Loading

Grok processor

Serverless Stack GA 9.2.0

The grok processor parses unstructured log messages using a set of predefined patterns to match the log messages and extract the fields. The grok processor is very powerful and can parse a wide variety of log formats.

You can provide multiple patterns to the grok processor. The grok processor tries to match the log message against each pattern in the order they are provided. If a pattern matches, it extracts the fields and the remaining patterns won't be used.

If a pattern doesn't match, the grok processor tries the next pattern. If no patterns match, the Grok processor will fail and you can troubleshoot the issue. Instead of writing grok patterns, you can have Streams generate patterns for you. Refer to generate patterns for more information.

Tip

To improve pipeline performance, start with the most common patterns first, then add more specific patterns. This reduces the number times the grok processor has to run.

To parse a log message with a grok processor:

  1. Set the Source Field to the field you want to search for grok matches.
  2. Set the patterns you want to use in the Grok patterns field. Refer to the example pattern for more information on patterns.

This functionality uses the Elasticsearch Grok pipeline processor. Refer to the Grok processor Elasticsearch documentation for more information.

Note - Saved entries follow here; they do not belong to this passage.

PR #2484, opened 2020-07-31
Upper bound for CBOR-in-CBOR tag is 7 instead of 5 bytes

mrBliss:
Apparently we sometimes generate blocks that are 65536 bytes large or more,
requiring a 7 byte CBOR-in-CBOR tag (65535 would only require 5 bytes), failing
the test added in #2481, as our upper bound assumed 5 bytes.


mrBliss:
bors merge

Grok patterns are defined in the following format:

{
  "MY_DATE": "%{YEAR}-%{MONTHNUM}-%{MONTHDAY}"
}
		

Where MY_DATE is the name of the pattern. The previous pattern can then be used in the processor.

%{MY_DATE:date}
		
Note

Requires an LLM Connector to be configured.

Instead of writing the Grok patterns by hand, you can use the Generate Patterns button to generate the patterns for you.

Generated patterns work best on semi-structured data. For very custom logs with a lot of text, creating patterns manually generally creates more accurate results.

To add a generated grok pattern:

  1. Select CreateCreate processor.
  2. Select Grok from the Processor menu.
  3. Select Generate pattern.
  4. Select Accept to add a generated pattern to the list of patterns used by the grok processor.

Under the hood, the 100 samples on the right side are grouped into categories of similar messages. For each category, a Grok pattern is generated by sending a few samples to the LLM. Matching patterns are then shown in the UI.

Warning

This can incur additional costs, depending on the LLM connector you are using. Typically a single iteration uses between 1000 and 5000 tokens depending on the number of identified categories and the length of the messages.